# Table of Contents

* [Loading Data](#Loading-Data)
* [Exploring Sales Data](#Exploring-Sales-Data)
* [Exploring Ratings Data](#Exploring-Ratings-Data)
* [Conclusions](#Conclusions)

In [None]:
# packages
import numpy as np
import pandas as pd
import matplotlib.pyplot as plt

# Loading Data

In [None]:
# load file and show info
df = pd.read_csv('../input/videogamedata/game_sales_data.csv')
df.info()

# Exploring Sales Data

In [None]:
# create and plot year vs sales data
sales_dict = {}
sales_column = df["Year"].unique()

for year in sales_column:
    sum = df.loc[df["Year"] == year, "Total_Shipped"].sum()
    sales_dict[year] = sum
    
plt.bar(sales_dict.keys(), sales_dict.values())
plt.xlabel("Year")
plt.ylabel("Total Game Sales")
plt.title("Year vs Total Game Sales")
plt.show()

In [None]:
# create and plot year vs number of games
num_games = {}
games_column = df["Year"].unique()

for year in games_column:
    count = df.loc[df["Year"] == year, "Name"].count()
    num_games[year] = count
    
plt.bar(num_games.keys(), num_games.values())
plt.xlabel("Year")
plt.ylabel("Total Number of Games")
plt.title("Year vs Total Number of Games")
plt.show()

#### Although sales have gone down in the years after 2011 so too have the number of games.
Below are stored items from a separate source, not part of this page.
PR #578, opened 2025-08-15
separates mask paths

lowderchris:
separates mask paths for speckle masks versus instrument masks

TODO

- [x] Confirm OFFSET setting

### DIFF
--- a/changelog/586.bugfix.rst
+++ b/changelog/586.bugfix.rst
@@ -1,0 +1,1 @@
+DATE is set correctly in L1 headers.
--- a/changelog/592.feature.rst
+++ b/changelog/592.feature.rst
@@ -1,0 +1,1 @@
+Rolls off the uncertainty by distance to edge of mask so that we seamlessly make mosaics.
--- a/changelog/593.doc.rst
+++ b/changelog/593.doc.rst
@@ -1,0 +1,1 @@
+Update the data version documentation.
--- a/changelog/595.bugfix.rst
+++ b/changelog/595.bugfix.rst
@@ -1,0 +1,1 @@
+Updates quickpunch f-corona generation for multithreading and data cube array ordering.
--- a/changelog/597.feature.rst
+++ b/changelog/597.feature.rst
@@ -1,0 +1,1 @@
+Add spacecraft data example notebooks in punchbowl/examples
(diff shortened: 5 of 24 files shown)


s0larish (approved):

lowderchris:
The last check would be to check that this block:
```
    cubes = [
        decode_sqrt_data.fn(cube)
        for cube in (load_ndcube_from_fits(file) for file in input_files)
        if cube.meta["OUTLIER"].value == 0
    ]
```
is equivalent to replace,
```
    cubes = [
        decode_sqrt_data.fn(cube)
        for cube in (load_ndcube_from_fits(file) for file in input_files)
        if 490 <= cube.meta["DATAMDN"].value <= 655 and cube.meta["DATAP99"].value != 4095
           and not cube.meta.__setitem__("OFFSET", 400)
    ]
```

svank:
I think it won't be an exact replacement, but it's the same intent and the `OUTLIER` flag *should* be pretty reliable.

(I'm confused about the `__setitem__` in the old code)

punchbowl/level1/vignette.py
```diff
@@ -256,6 +264,10 @@ def generate_vignetting_calibration_nfi(input_files: list[str],
 
     # Stack image data
     images = np.array([cube.data for cube in cubes])
+
+    if len(images.shape) != 3:
+        return None
```
jmbhughes, line 269: Why do there have to be 3?

jmbhughes: Please just add a comment.

punchbowl/level1/vignette.py
```diff
@@ -283,7 +295,7 @@ def generate_vignetting_calibration_nfi(input_files: list[str],
     cube = NDCube(data=nfiflat.astype("float32"), wcs=cube_wcs, meta=m)
 
     if output_path is not None:
-        filename = f"{output_path}/{get_base_file_name(cube)}.fits"
+        filename = f"{output_path}{get_base_file_name(cube)}.fits"
```
jmbhughes, line 298: You don't need the "/"?

jmbhughes (changes requested):

jmbhughes (approved):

The drop in sales is explained by the drop in total number of games.

# Exploring Ratings Data

In [None]:
# create and plot the critic and user rating for the best selling game in each year
for col_name in ["Critic_Score", "User_Score"]:
    best_selling = {}
    ratings_dict = {}
    ratings_column = df["Year"].unique()
    sorted_ratings = sorted(ratings_column, key=lambda e: e, reverse=False)
    for year in sorted_ratings:
        if year >= 1985:
            index = df.Year.eq(year).idxmax()
            rating = df.at[index, col_name]
            name = df.at[index, "Name"]
            ratings_dict[year] = rating
            best_selling[year] = []
            best_selling[year].append(name)
            best_selling[year].append(rating)
    
    plt.plot(ratings_dict.keys(), ratings_dict.values())
    plt.xlabel("Year")
    plt.ylim(3.0, 10.0)
    plt.ylabel(col_name)
    plt.title(col_name + " of the best selling game of each year")
    plt.show()

# create a dataframe of the best selling games, including their name and user score
best_selling_df = pd.DataFrame.from_dict(best_selling, orient='index', columns=['Name', 'User_Score'])
best_selling_df

#### While critic scores have stayed mostly consistent, user scores have become quite inconsistent with the best selling games in 2015, 2017, 2019 and 2020 receiving quite a low score.

In [None]:
for col_name in ["Critic_Score", "User_Score"]:
    avg_ratings_dict = {}
    ratings_column = df["Year"].unique()
    sorted_ratings = sorted(ratings_column, key=lambda e: e, reverse=False)
    
    for year in sorted_ratings:
        if 2012 <= year <= 2018:
            sum = df.loc[df["Year"] == year, col_name].sum()
            count = df.loc[df["Year"] == year, col_name].count()
            average = sum / count
            avg_ratings_dict[year] = average
            
    plt.plot(avg_ratings_dict.keys(), avg_ratings_dict.values())
    plt.ylim(6.0, 9.0)
    plt.xlabel("Year")
    plt.ylabel("Average " + col_name)
    plt.title("Average " + col_name + " of games in a given year")
    plt.show()

#### Even when looking at the average over a 6 year period critic scores have stayed consistent while user scores have a downwards trend.

# Conclusions

## Flaws with this analysis
* The dataset is quite small compared all of the video games that exist.
* The dataset is also still very incomplete with thousands of games missing ratings.
* Most of the user ratings were taken from Metacritic so they are probably somewhat biased.

## Lessons Learned
* Although the data is flawed we can still learn something from it.
* There is a trend of newer games having lower user scores despite still selling very well.
* It seems that players are more unhappy with games coming out now than before.
* More analysis needs to be done to figure out why this is the case.